> **Dataset records**:
PR #120, opened 2021-02-23
[12.0] Fix  issue with datamodel, recursion limit

lmignon:
supersedes #118 includes #117


lmignon:
@etobella @sebastienbeau The issue is fixed without removing functionalities.  Thank you for all your investigations!

datamodel/core.py
```diff
@@ -388,6 +391,7 @@ def __get_schema_class__(cls, **kwargs):
             return cls
 
         model.__get_schema_class__ = __get_schema_class__
+        setattr(model, "__datamodel_init_patched", object())  # noqa: B010
```
sbidoul:
```suggestion
        setattr(model, "__datamodel_init_patched", True)  # noqa: B010
```

sebastienbeau:
@lmignon Thanks I will test it real soon !

datamodel/core.py
lmignon: Thank you!

lmignon:
@sebastienbeau I discovered an issue with the current implementation (and the previous one). The environment on the datamodel is not consistent.... IOW, You're not ensured that the property env on datamodel instance always returns the env from where the instance has been initialized..... I've to thing further how to fix this issue if it's possible.

etobella:
Not working properly, the environment is not correctly passed  to the datamodel.

Check the error using the following commit:
https://github.com/tegin/rest-framework/commit/4822c50efb575a2322059bf2cf370c234908ff83

---

I did not receive your comment on time, sorry

lmignon:
@etobella You're right, I just added the test on my side. The problem was already there into the previous implementation. I'll try to find a solution in the coming days...

rvalyi:
Hello I can confirm this fixed a real production issue I had on v12. Tested before and after, it really fixed it, thanks.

> **What to do**: Read the listing line by line, and copy each line in which the word "environment" is found.

> **Result below**:
@sebastienbeau I discovered an issue with the current implementation (and the previous one). The environment on the datamodel is not consistent.... IOW, You're not ensured that the property env on datamodel instance always returns the env from where the instance has been initialized..... I've to thing further how to fix this issue if it's possible.
Not working properly, the environment is not correctly passed  to the datamodel.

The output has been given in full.